Scannerguard- I've been getting dermatitis under my rings. I'd take them off for it to heal then put them back on and it comes back. God was telling me something too!

Might hang onto them for a lil while even though I know there is no chance of us getting back together. Prolly end up keeping one for the 'records' with the album etc. and sell the others. 
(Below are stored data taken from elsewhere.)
PR #535, opened 2026-09-16
proto(3.0): roots-only world state, paginated live children, deltas

mgabor3141:
**Prototype — not for merge.** Stacked on #534 (`spike/wire-deltas`). Full write-up with protocol surface, rejected designs, measurement tables, cuts, risks and open questions: `.memory/report-proto-world-split.md` (local, gitignored — summary below).

## What it does

Bounds the world state by **shape**, not pruning:

1. **World state = sidebar = roots only.** Each root carries additive `descendant_counts {total, alive, unread, error, waiting, active, running, children}`; unread on children becomes a count on the root; user-started shells (and their editors) stay roots. Requested with `view=roots` on `GET /v1/events`.
2. **`GET /v1/sessions/{id}/children?cursor=&limit=`** — newest-first, stable keyset cursor `(created_at,id)`, forwarded to the owning peer for `id@peer` and re-namespaced; 2.1 spokes (404) fall back to the hub's own projection. Plus **`GET /v1/sessions/{id}?ancestors=1`**.
3. **Children stay live while viewed** via client-registered scopes on the one SSE connection (`POST /v1/events/scopes {conn, add, remove}` → `snapshot.scope.delta` / `.reset`), emitted at the *same epoch* as the world delta so counts and drawer never disagree. Drawer closed ⇒ zero bytes for the subtree.
4. **Incremental world-state updates** via the R5 ring generalised to demanded view classes (browser|peer × full|roots) + refcounted scopes; `since=&boot=` resume on the roots frame. Hub↔spoke link asks `view=roots&delta=1`; 2.1 spokes degrade to full rows + hub-side counts (exercised live against a 2.1.1 spoke).

## Measured on the live corpus (2,850 rows; disposable daemon on a DB copy; real Chromium tab)

| | before | after |
|---|---|---|
| world-state bootstrap | 3,059,127 B (464 KB gz) | **90,229 B (17 KB gz)** |
| subagent spawn under DRIVER, drawer closed | 3.2 MB full tx / 8,475 B first cut | **879 B** (+6.4 KB world frame when `local_alive` changes) |
| same, drawer open | | + 762 B scope delta → drawer row appears |
| reconnect after 8 h (250 mutations) | 3.2 MB | 10,139 B |
| page DRIVER's 113 direct children @50 | | 3 pages, 93 KB |
| page club-3090@gmux-hs's 690 direct children @50 | | 14 pages, 888 KB (via hub fallback) |
| daemon CPU / broadcast | 0.7 ms (today) | 3.0 ms roots class; 15.6 ms full-view deltas (spike) |

Playwright **117/117** (unique TMPDIR); `peer-promote` adapted (hub list no longer carries a 3.0 spoke's children — removed semantic, not a bug). Web vitest 910 ✓, tsc ✓, Go touched packages ✓.

## Found & fixed while measuring

- A child spawn renumbered `project_index` on every root after it (flat FD-1 index counts children): 8.5 KB → 879 B by re-ranking over roots in the roots view (sort key only).
- Roots connections re-sent an unchanged 6.4 KB `snapshot.world` on every `sessions[]` change → skipped when byte-identical.
- Every drawer open fetched page 1 twice: scope chain start was `f.epoch` (bumped by Subscribe) instead of the baselined state's epoch.
- Per-epoch row-hash memo across views (hub + 3.0 spoke: 2× → +0.3 ms). The second marshal (wire encode) is left; needs `sessionstream.Encode` to take pre-encoded rows.

## Rejected for real-time (details in the report)

Polling `/children?since=` (no atomicity with counts, N requests per mutation); one SSE per subtree (connection cap, two epoch chains); inferring scope from `client-state` (drawer ≠ selection).

## Open questions

Scopes-on-one-connection as the 3.0 design? `project_index` roots-only at FD-1 vs re-ranked in the view? Split health counts out of `snapshot.world`? Relay scopes to 3.0 spokes or keep peer drawers pull-only? `gmux ls` on a hub with a 3.0 spoke?


mgabor3141:
## Round 2 — after the design review ("sound with changes")

Head `9ef0d7e9`, four commits on top of `90302eae`. Still a draft prototype; not to merge.

**Structural**
- **D1 atomic epochs**: scope payloads now ride *inside* `snapshot.sessions.delta` (`scopes:{key:{from_epoch,total,upsert,remove}|{reset}}`, sorted keys); `snapshot.scope.*` events are gone. Client applies world rows + every scope payload in one signals `batch` (unit test observes `1/1 → 2/2`, never a split). Verified at paint level in a real tab with MutationObserver + rAF across 3 runs: one mutation batch, one frame, zero refetches. That probe also caught a client false-reset (scope `from_epoch` = subscribe epoch > page epoch) — fixed by reporting the baseline state epoch.
- **D2 viewport scopes**: `add:[{scope, cursor}]` names the pages held; the ring diffs `Window(listing, cursor, 200)`. 690-child burst with page 1 held: 50 rows / 16.5 KB / fits (was 628 rows → reset per broadcast). Reparent-into-a-held-range is delivered by the window (M2). `total` is the daemon's (M1).
- Ring: scope changesets have their own id budget and base (M5 — `TestScopeChurnDoesNotEvictTheWorldChain`); 64 scopes/connection, release on close/disconnect (M3); scope rows/index/hashes memoized per epoch; allocation-free reflective row fingerprint replaces `json.Marshal` (oracle-tested).
- M6: `as=peer` roots computed against the audience's own family index.

**Defects**: H1 (reload held pages, dehydrate what's gone), M1, M3 (generation counter, release after close), L1 (idempotent annotate), L3 (no empty deltas), L4, L5, L7 (one re-registration POST). `gmuxd run --no-peers` / `GMUXD_NO_PEERS=1`.

**Re-measured** (2,851-row corpus): roots class 2.7 ms; club-3090 scope 7.7 → **3.4 ms**; **121 viewports (every parent) × 8 connections 8.8 ms** (review: 150×4 = 14.6 ms; full-view was 15.6 ms). Connections add ~0.1 ms. Remaining cost is O(rows covered by open windows); the end state needs a composer change hint or store revision (report §R2.3).

Gates: tsc ✓, vitest 916 ✓, Go `-race` ✓, Playwright 117/117 ✓. Full write-up: `.memory/report-proto-world-split.md` §Round 2.

PR #90, opened 2024-07-18
DM-45263: Add new tap_schema module

JeremyMcCormick:
This provides the initial implementation for a `tap_schema` module, eventually intended to deprecate and replace the functionality of the Felis `tap` module. It provides the new `load-tap-schema` command in the Felis CLI, which uses the new module to update a TAP_SCHEMA database. The internal representation of TAP_SCHEMA was changed to use a Felis file, found in the `felis.schemas` package.

**Additional Changes**

- Added a few utility functions to `felis.datamodel.Schema` for looking up objects
- Added methods for loading a `Schema` from a file or `lsst.resources.ResourcePath` 
  - Added `lsst-resources` to project requirements
- Added a `test.utils` module with some useful test utility functions
- Updated project configuration to include YAML files from the `felis.schemas` package, which currently includes a standard TAP_SCHEMA representation
- Added a Makefile target for installing project dependencies
- Added the LSST pipelines site to intersphinx dependencies and removed trailing spaces from links (causes problems for some sites)

Relatively complete test coverageis provided for the new module. Some functions marked as not covered actually are tested from loading schema files from `tests/data`. The `tap` module, which this is designed to replace, remains minimally covered in testing.

No breaking changes were intended to be introduced to the API or the CLI by this update. The `felis load-tap` and `init-tap` commands should still work exactly the same as before and can be used side-by-side with the new module for comparison.

----

- [x] Ran in Jenkins CI
- [x] Added a news fragment


python/felis/datamodel.py
```diff
@@ -942,3 +949,114 @@ def __contains__(self, id: str) -> bool:
...
+        context
+            Pydantic context to be used in validation.
+
+        Returns
+        -------
+        `str`
+            The ID of the object.
+        """
+        logger.debug(f"Loading schema from '{resource_path}'")
+        if isinstance(resource_path, str):
```
timj, line 1025: You don't need to do this. You can do `resource_path = ResourcePath(resource_path)` regardless of whether it's a string or ResourcePath. There is a special type you can use for annotating it as well: `"ResourcePathExpression"`.

python/felis/datamodel.py
```diff
@@ -942,3 +949,114 @@ def __contains__(self, id: str) -> bool:
...
+        ValueError
+            If the column is not found in any table.
+        """
+        for table in self.tables:
+            if column in table.columns:
+                return table
+        raise ValueError(f"Column '{column.name}' not found in any table")
+
+    @classmethod
+    def from_resource(cls, resource_path: str | ResourcePath, context: dict[str, Any] = {}) -> Schema:
```
timj, line 1009: By convention we would call this `def from_uri()`. (and annotate with `ResourcePathExpression`.)

python/felis/datamodel.py
```diff
@@ -942,3 +949,114 @@ def __contains__(self, id: str) -> bool:
...
+        context
+            Pydantic context to be used in validation.
+
+        Returns
+        -------
+        `Schema`
+            The schema loaded from the source.
+        """
+        logger.debug("Loading schema from '%s'", source)
+        if isinstance(source, str) or isinstance(source, Path):
```
timj, line 1055: For simplicity you should have this call `from_uri` which can handle `str` and `Path` automatically. So

```python
if isinstance(source, ResourcePathExpression):
    return cls.from_uri(source, context)
...
```

timj (commented):
Just a quick comment on the ResourcePath code.

python/felis/datamodel.py
JeremyMcCormick: What should this look like if it also accepts a `ResourcePath`?

```
    def from_file(cls, source: str | Path | IO[str], context: dict[str, Any] = {}) -> Schema:
```

python/felis/datamodel.py
```diff
@@ -942,3 +986,118 @@ def __contains__(self, id: str) -> bool:
             The ID of the object to check.
         """
         return id in self.id_map
+
+    def find_object_by_id(self, id: str, obj_type: type[T] = BaseObject) -> T:  # type: ignore
```
stvoutsin, line 990: If you don't want to ignore, perhaps casting? (Or not setting a default here) might make things easier: 
```
    def find_object_by_id(self, id: str, obj_type: Type[T] = cast(Type[T], BaseObject)) -> T:
```
But then you also need Schema to be a Generic:

```
class Schema(BaseObject, Generic[T]):
```

python/felis/datamodel.py
```diff
@@ -942,3 +986,118 @@ def __contains__(self, id: str) -> bool:
...
+        logger.debug(f"Loading schema from: '{resource_path}'")
+        try:
+            rp_stream = ResourcePath(resource_path).read()
+        except Exception as e:
+            raise ValueError(f"Error reading resource from '{resource_path}' : {e}") from e
+        yaml_data = yaml.safe_load(rp_stream)
+        return Schema.model_validate(yaml_data, context=context)
+
+    @classmethod
+    def from_stream(cls, source: IO[str], context: dict[str, Any] = {}) -> Schema:
```
stvoutsin, line 1079: It isn't obvious until glancing at the code that this is reading from yaml. Perhaps it would be clearer if the name or the docstring is modified to reflect this?

python/felis/tap_schema.py
```diff
@@ -0,0 +1,633 @@
...
+    def _load_yaml(self) -> None:
+        """Load the standard TAP_SCHEMA schema from a Felis package resource.
+
+        Parameters
+        ----------
+        yaml_file
+            The path to the YAML file to load.
+        """
+        self._load_schema()
+        if self.schema_name != TableManager._SCHEMA_NAME_STD:
```
stvoutsin, line 132:
```suggestion
        if self.schema_name.upper() != TableManager._SCHEMA_NAME_STD:
```

stvoutsin (approved):
Overall I think this looks great. It's pretty clear what all the classes/method are doing, everything is documented and type hinted. I think it will be a useful addition to the cli.

I've added minor nitpicky suggestions, nothing major.

python/felis/tap_schema.py
JeremyMcCormick: Schema names are case sensitive so need to use as is.

python/felis/datamodel.py
JeremyMcCormick: I will update the docstring to note this.

PR #92, opened 2024-07-30
DM-45492: Change names of several create command options

JeremyMcCormick:
Change `--create-if-not-exists` option to `--initialize` and throw an error if the schema already exists in the database. To update an existing database, this option should be omitted. This flag will be ignored for SQLite, as tables can be created in a new database file automatically provided that the engine URL is valid.

Change `--drop-if-exists` option to `--drop`. This will drop and then recreate a schema if it exists. If the schema does not exist, then this is a no-op.

The `--drop` and `--initialize` options were made mutually exclusive and an error will be throw if they are used together. The `--drop` flag always activates initialization, as the database needs to be recreated if it was dropped or does not exist.

Add drop operation support for SQLite, which will remove all the relevant tables from `main` if not in dry run mode.

Add some simple tests of database functionality using `testing.postgresql`. The `TemporaryPostgresInstance` class used for these tests was copied from `daf_butler` and modified, as indicated in the class docstring.

Add a test to `test_cli` which checks that the two new options are mutually exclusive.

Add a Makefile with some convenient commands for local development.

Make a minor change to `cli` so that exceptions in the `create` command are caught and rethrown as a `ClickException`.

Update the Github `build` workflow to install a PostgreSQL testing environment and use `uv` for `pip` commands.

Update the user guide with the new option names.

### DIFF
--- a/python/felis/cli.py
+++ b/python/felis/cli.py
@@ -165,8 +165,8 @@ def create(
 
         context.create_all()
     except Exception as e:
-        logger.error(e)
-        raise click.exceptions.Exit(1)
+        logger.exception(e)
+        raise click.ClickException(str(e))
 
 
 @cli.command("init-tap", help="Initialize TAP_SCHEMA objects in the database")
--- a/python/felis/cli.py
+++ b/python/felis/cli.py
@@ -73,10 +73,10 @@ def cli(log_level: str, log_file: str | None) -> None:
 @cli.command("create", help="Create database objects from the Felis file")
 @click.option("--engine-url", envvar="ENGINE_URL", help="SQLAlchemy Engine URL", default="sqlite://")
 @click.option("--schema-name", help="Alternate schema name to override Felis file")
+@click.option("--initialize", is_flag=True, help="Create the schema in the database if it does not exist")
 @click.option(
-    "--create-if-not-exists", is_flag=True, help="Create the schema in the database if it does not exist"
+    "--drop", is_flag=True, help="Drop schema if it already exists in the database (implies --initialize)"
 )
-@click.option("--drop-if-exists", is_flag=True, help="Drop schema if it already exists in the database")
 @click.option("--echo", is_flag=True, help="Echo database commands as they are executed")
 @click.option("--dry-run", is_flag=True, help="Dry run only to print out commands instead of executing")
 @click.option(
@@ -86,8 +86,8 @@ def cli(log_level: str, log_file: str | None) -> None:
 def create(
     engine_url: str,
     schema_name: str | None,
-    create_if_not_exists: bool,
-    drop_if_exists: bool,
+    initialize: bool,
+    drop: bool,
     echo: bool,
     dry_run: bool,
     output_file: IO[str] | None,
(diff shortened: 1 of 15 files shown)


python/felis/cli.py
```diff
@@ -117,48 +117,56 @@ def create(
     Notes
     -----
     This command creates database objects from the Felis file. The
-    ``--create-if-not-exists`` or ``--drop-if-exists`` flags can be used to
-    create a new MySQL database or PostgreSQL schema if it does not exist
-    already.
+    ``--initialize`` or ``--drop`` flags can be used to create a new MySQL
```
timj, line 120: Not sqlite?

python/felis/cli.py
```diff
@@ -117,48 +117,56 @@ def create(
...
+            context.drop()
+            initialize = True  # If schema is dropped, it needs to be recreated.
+
+        if initialize:
+            logger.debug("Creating schema if not exists")
+            context.initialize()
+
+        context.create_all()
+    except Exception as e:
+        logger.error(e)
```
timj, line 168: `logger.exception`?

python/felis/cli.py
```diff
@@ -117,48 +117,56 @@ def create(
...
+        raise click.ClickException(str(e))
```
timj, line 169: I forget, does click absorb the exception and convert this to an exit status so there is no need for `from e` here?

python/felis/db/utils.py
```diff
@@ -220,13 +220,13 @@ def __init__(self, metadata: MetaData, engine: Engine | MockConnection):
...
 
-    def create_if_not_exists(self) -> None:
+    def initialize(self) -> None:
         """Create the schema in the database if it does not exist.
 
         Raises
         ------
         ValueError
-            If the database is not supported.
+            If the database is not supported or it already exists.
```
timj, line 229: The description above says "create the schema if it does not exist" but this text says it's a ValueError if it already exists. Which is it?

PS General comment that the style guide says a raises block test should start with `Raised if...`

timj (approved):

python/felis/cli.py
JeremyMcCormick: SQLite databases are created automatically by SQLAlchemy if you provide a URL like `sqlite:///example.db` so the option isn't needed - right now it is just silently ignored if provided.

python/felis/cli.py
JeremyMcCormick: That's what it seems to do, yes.

python/felis/db/utils.py
JeremyMcCormick: They shouldn't be mutually exclusive. Does the wording seem unclear?

The `--initialize` flag should be used if you expect the database to not exist. If it already exists, then the flag is not needed. An error will also be raised, because you are expecting to create and update an empty schema/database and don't want to use an existing one.

JeremyMcCormick: > style guide says a raises block test should start with `Raised if...`

I will update this though I have a lot of other `Raises` docstrings that don't follow this style.

python/felis/cli.py
JeremyMcCormick: I'll add some documentation which explains this.

python/felis/db/utils.py
timj: Right. Sorry. It's fine. I was reading too quickly.

JeremyMcCormick: @timj I updated all the `Raises` sections in the docstrings to follow the recommended style.

PR #97, opened 2024-08-05
DM-45485: Add flag for ignoring constraints in schema files

JeremyMcCormick:
Because so many files in SDM Schemas cannot be loaded into a database due to missing indices on foreign key columns, a flag is introduced for ignoring all constraints to avoid these errors, mainly to support testing of database creation for all schemas. Check and unique constraints are currently unused, so no other types of constraints besides foreign key constraints are defined in any of the YAML schema files. Long-term, we may consider adding indices on all FK target columns, but this may not be possible for all schemas.

Add test of this flag for the CLI and when creating metadata.

Also change the environment variable for the database connection URL to `FELIS_ENGINE_URL` from `ENGINE_URL` to avoid possible conflicts with other applications. (I thought this was already what it was. `ENGINE_URL` is too generic.)

Fix some minor type warnings in a unit test.

### DIFF
--- a/python/felis/cli.py
+++ b/python/felis/cli.py
@@ -71,7 +71,7 @@ def cli(log_level: str, log_file: str | None) -> None:
 
 
 @cli.command("create", help="Create database objects from the Felis file")
-@click.option("--engine-url", envvar="ENGINE_URL", help="SQLAlchemy Engine URL", default="sqlite://")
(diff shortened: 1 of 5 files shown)


gpdf (approved):
LGTM, discussed in standup today

JeremyMcCormick:
Tested in CI:

https://rubin-ci.slac.stanford.edu/blue/organizations/jenkins/stack-os-matrix/detail/stack-os-matrix/2088/pipeline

just didn't know if there was etiquette 
thanks


----------



## 63Vino (Dec 23, 2009)

bella_b said:


> yeah, we're talking diamonds lol. in all 3! nothing fancy but nothing scant either.
> Scannerguard- I've been getting dermatitis under my rings. I'd take them off for it to heal then put them back on and it comes back. God was telling me something too!
> 
> Might hang onto them for a lil while even though I know there is no chance of us getting back together. Prolly end up keeping one for the 'records' with the album etc. and sell the others.
> ...


Oh there IS an etiquette...

It's exactly what feels right to YOU.


----------



## cherrypie18 (Feb 21, 2010)

my rings started to feel sort of heavy for my hand after a while (regular wedding ring and engagement ring) and i only wear them when we go out. i guess that was a sign too eh?
personally i would give the rings back. you can pawn it too and buy yourself something nicer..


----------



## Help239 (Oct 20, 2009)

My wife told me today she wants to sell hers. Still thinking about herself before her own daughters....


----------



## lastinline (Jul 21, 2009)

I actually crushed mine with my L hand. My particular wedding ring had a cut out on it so if it got "caught up" on equipment while I was working in the service, it would break away and not deglove my finger.

Anyway, like everything my marriage currently represents, my ring is now grossly misshapened, flattened, and warped. Good times.

LIL


----------